PR #5257, opened 2024-06-20
fix: streamline html package generation functions to work as expected

### LINKED ISSUE #4089: [Bug]: Cannot parse generated html from YouTube extension

extension-youtube, html

^2.0.0

Using `generateHTML` & `generateJSON` utilities from `@tiptap/html` doesn't work with the YouTube extension. Sample easily replicable test case:

```ts
import { generateJSON, generateHTML } from '@tiptap/html';
import Document from '@tiptap/extension-document';
import Text from '@tiptap/extension-text';

it('can convert from & to html', async () => {
    const extensions = [Document, Text, Youtube];
    const html = `<p>Tiptap now supports YouTube embeds! Awesome!</p>
      <div data-youtube-video>
        <iframe src="https://www.youtube.com/watch?v=cqHqLQgVCgY"></iframe>
      </div>`;
    const json = generateJSON(html, extensions);
    expect(generateHTML(json, extensions)).to.equal(html);
});
```

Test fails with:
```
Unknown CSS selector type descendant div[data-youtube-video] iframe [
  { type: 'tag', name: 'div', namespace: null },
  {
    type: 'attribute',
    name: 'data-youtube-video',
    action: 'exists',
    value: '',
    namespace: null,
    ignoreCase: null
  },
  { type: 'descendant' },
  { type: 'tag', name: 'iframe', namespace: null }
]

TypeError: Cannot read properties of null (reading 'includes')
❯ getEmbedUrlFromYoutubeUrl ../../node_modules/@tiptap/extension-youtube/src/utils.ts:56:11
❯ Object.renderHTML ../../node_modules/@tiptap/extension-youtube/src/youtube.ts:138:22
❯ Object.schema.toDOM [as youtube] ../../node_modules/@tiptap/core/src/helpers/getSchemaByResolvedExtensions.ts:100:32
❯ DOMSerializer.serializeNodeInner ../../node_modules/prosemirror-model/dist/index.js:3280:100
❯ ../../node_modules/prosemirror-model/dist/index.js:3272:34
❯ Fragment.forEach ../../node_modules/prosemirror-model/dist/index.js:255:13
❯ DOMSerializer.serializeFragment ../../node_modules/prosemirror-model/dist/index.js:3246:18
❯ getHTMLFromFragment ../../node_modules/@tiptap/html/src/getHTMLFromFragment.ts:5:53
❯ Module.generateHTML ../../node_modules/@tiptap/html/src/generateHTML.ts:10:10
❯ src/index.spec.ts:47:12
```

Chrome

### Code example

_No response_

I would expect the above test to pass.

Looks like this could be an issue with `zeed-dom` and how it parses the html. I would happily open an issue there however since I couldn't find much information relating to a similar issue (only [this](https://github.com/ueberdosis/tiptap/issues/3539) seems close) it's hard to tell exactly what the issue is.

### Are you sponsoring us?

- [ ] Yes, I’m a sponsor. 💖

bdbch:
## Changes Overview
This PR removes logic that was specific to the `@tiptap/html` package and didn't work the same way the core `generateHTML` and `generateJSON` functions work. This caused issues with a few extensions (for example the Youtube extension not being able to be generated back to HTML from JSON, see #4089)

I kept the original HTML `getJSON` and `getHTML` functions to not break existing code for users but maybe we should add a deprecation message to it?

## Implementation Approach
I removed the logic of the functions of the html package and just used a reference to the core packages util functions.

## Testing Done
I tried running JSON and HTML generation steps before and after and checked if unexpected things were happening or the output was false.

## Verification Steps
1. Try to check out this PR
2. Create a demo and simply run the code example below
3. Verify output

```js
import { generateJSON, generateHTML } from '@tiptap/html'
const extensions = [Document, Paragraph, Text, Youtube]
const content `<p>Hello</p><div data-youtube-video><iframe src="..."></iframe></div>`

const json = generateJSON(content, extensions)
const html = generateHTML(json, extensions)

console.log(json, html)
```

## Checklist

## Related Issues
- fixes #4089


nperez0111:
Wouldn't this break being able to use `@tiptap/html` package on the server-side where this is no reference to a global document object 🤔

bdbch:
True, didn't think about this. I'll add back the zeed fallback if the document is not available but I guess this will also cause the issues from #4089 to pop back up.

nperez0111:
If you are on the server side anyway I think that we could use another package than zeed-dom. Perhaps happy-dom? It is a heavier package, but we should not be using this package in the browser. We could even give a warning to a user if in development mode and there is a global document object that they should not be bundling this into their application.

bdbch:
Closing this for now as we'd probably do this via another html parser.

WHAT TO DO: Your answer should be the lines from the one containing "## Implementation Approach" through the end of the records, both included, output exactly and with nothing added.

RESULT OF THE EXERCISE:
## Implementation Approach
I removed the logic of the functions of the html package and just used a reference to the core packages util functions.

## Testing Done
I tried running JSON and HTML generation steps before and after and checked if unexpected things were happening or the output was false.

## Verification Steps
1. Try to check out this PR
2. Create a demo and simply run the code example below
3. Verify output

```js
import { generateJSON, generateHTML } from '@tiptap/html'
const extensions = [Document, Paragraph, Text, Youtube]
const content `<p>Hello</p><div data-youtube-video><iframe src="..."></iframe></div>`

const json = generateJSON(content, extensions)
const html = generateHTML(json, extensions)

console.log(json, html)
```

## Checklist

## Related Issues
- fixes #4089


nperez0111:
Wouldn't this break being able to use `@tiptap/html` package on the server-side where this is no reference to a global document object 🤔

bdbch:
True, didn't think about this. I'll add back the zeed fallback if the document is not available but I guess this will also cause the issues from #4089 to pop back up.

nperez0111:
If you are on the server side anyway I think that we could use another package than zeed-dom. Perhaps happy-dom? It is a heavier package, but we should not be using this package in the browser. We could even give a warning to a user if in development mode and there is a global document object that they should not be bundling this into their application.

bdbch:
Closing this for now as we'd probably do this via another html parser.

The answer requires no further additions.